Il Polo Occidentale durante il periodo bipolare aveva una struttura simmetrica. Puri interessi geopolitici (potere navale) nei loro scenari che più o meno ripetevano le linee di forza del vecchio imperialismo britannico, si sono accoppiati con l’ideologia liberale, che sceglie sempre nelle questioni regionali, la parte dell’antisocialismo, di sinistra o anticoloniale forze che avrebbero dovuto essere naturalmente sostenute dai sovietici.
Il momento cruciale arrivò con il crollo dell’Unione Sovietica. Questa fu la caduta della geopolitica del potere terrestre. La sfera di influenza del nucleo del “Cuore dell’Eurasia” si è radicalmente ridotta in tre cerchi:
L’ampia gamma di influenza sovietica, compresa l’America Latina, l’Africa e l’Asia meridionale,
Organizzazione del Trattato di Varsavia,
La stessa Unione Sovietica era divisa in 15 parti (ogni parte divenne uno stato).

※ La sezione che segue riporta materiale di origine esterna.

PR #1975, opened 2026-08-16
feat(product-client): model-derived follow target + consumed-inset transitions (PRO-187, r7)

pablonyx:
## Rung 7: model-derived follow target + consumed-inset transitions (PRO-187, Q6)

Implements exactly rung 7 of the Chat Scroll ADR ladder (§6) and the Q6 consequence default in Founder Rulings: make the follow target a single named derivation with the dock inset as a declared input, and encode the consumed-inset semantics as state-machine transitions rather than scattered refs. Stacked on r6 (`chat-scroll/r6-fr2-restore`).

### Design vs ADR

- **Follow target is one named derivation** — `transcript-follow-target.ts` (`resolveTranscriptFollowTarget`) replaces the ad-hoc `resolveAutoFollowScrollTop`. It takes the dock-inset model split (`{ structuralInsetPx, nonDisplacingInsetPx }`, produced by the existing `resolveTranscriptBottomInsets`) as a declared named input instead of a positional overlay number. Structural inset is documented as already living in `scrollHeight` (virtualizer `paddingEnd`); declaring it keeps this the ONE place that reasons about the dock inset, so no caller double-compensates.
- **Consumed-inset semantics are a state machine** — `transcript-consumed-inset.ts` (`reduceTranscriptInset`) with named transitions: `submit_repin` (no-op, submit does NOT consume), `consume_full` (button click / bottom-band re-pin), `leave_band` (reset), `reset` (session switch), and `dock_inset_changed` (composer growth/collapse, status bar). The scattered `consumedAutoFollowBottomInsetRef` writes across `use-transcript-auto-follow-bottom.ts` and `use-transcript-stick-to-bottom.ts` now route through it.
- **Consumed-inset transitions when a displacing inset appears/disappears** — the machine flags `structuralShrinkClamp` when the structural inset shrinks. The dock-geometry layout effect marks the upward clamp a shrink queues (while pinned) so it is classified as our own write, not a user upward scroll. This closes a concrete as-built gap: the engine previously received ONLY the non-displacing half, so a composer collapse's clamp landed at the hard bottom and hit the `consumeInset: "full"` pin path, wrongly consuming the manual overlay. Unpinned readers get no scrollTop write on any inset change (the effect is guarded to pinned), so they are never displaced.

### No ADR contradiction

The as-built already routed the non-displacing overlay half through the engine and split it via `resolveTranscriptBottomInsets`; rung 7 completes the model derivation by also routing the structural half and centralising the transitions. No scope was re-derived and no rung-3/4/5/6 behaviour changed. `revert to the ref-based bookkeeping` per the ADR revert note is a clean revert of these commits.

### Files

- `hooks/chat/ui/transcript-follow-target.ts` (new; replaces `transcript-auto-follow-target.ts`)
- `hooks/chat/ui/transcript-consumed-inset.ts` (new)
- `hooks/chat/ui/use-transcript-auto-follow-bottom.ts` (state machine + follow-target wiring)
- `hooks/chat/ui/use-transcript-stick-to-bottom.ts`, `use-transcript-submit-stamp-repin.ts` (transitions)
- `components/workspace/chat/transcript/{FullTranscriptRowList,VirtualizedTranscriptRowList}.tsx` (pass structural inset)
- tests: `transcript-follow-target.test.ts`, `transcript-consumed-inset.test.ts`, `use-transcript-stick-to-bottom.inset-transition.test.tsx`
- physics: two scenarios + drivable dock inset in the scroll-physics fixture

### Testing

- `python3 scripts/report_frontend_structure.py` → `TOTAL: 0` (all sources <400, tests <600).
- Targeted vitest: 58 pass across the stick-to-bottom family + the two new pure-module suites, with negative controls (submit-does-not-consume; structural-grow-does-not-flag; a structural clamp reclassification is caught).
- Negative control verified by reversion: forcing `structuralShrinkClamp: false` fails the consumed-inset flag test AND the engine "marks the upward clamp" test; reverting restores green.
- Physics (real Chromium + real WebKit, workers=1, repeat-each=2, `pnpm shared:build` first): both new scenarios green on both engines —
  - `displacing-inset transition while pinned: composer collapse/grow follows in one cut, no fight` (single-cut trace, stays pinned, stream still follows after the transition = negative-control bite).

Nel campo dell’ideologia, il cambiamento è stato ancora più profondo, perché Mosca aveva completamente abbandonato il marxismo e abbracciato l’ideologia capitalista liberale.
Era la fine della fase bipolare nella geografia politica e ideologica. La Russia si rifiutò di continuare a rappresentare il secondo polo in alternativa all’Unione Sovietica e accettò con il presidente Boris Eltsin il ruolo del partito al primo polo.
Dobbiamo ricordare che il crollo dell’Unione Sovietica come sistema ideologico non è stato seguito dagli Stati Uniti e dall’Europa che hanno abbandonato simmetricamente la loro ideologia capitalista liberale. La fine della Guerra Fredda è avvenuta attraverso l’autodistruzione di uno solo dei giocatori. L’Oriente sovietico ha rifiutato la sua ideologia, ma l’Occidente capitalista no.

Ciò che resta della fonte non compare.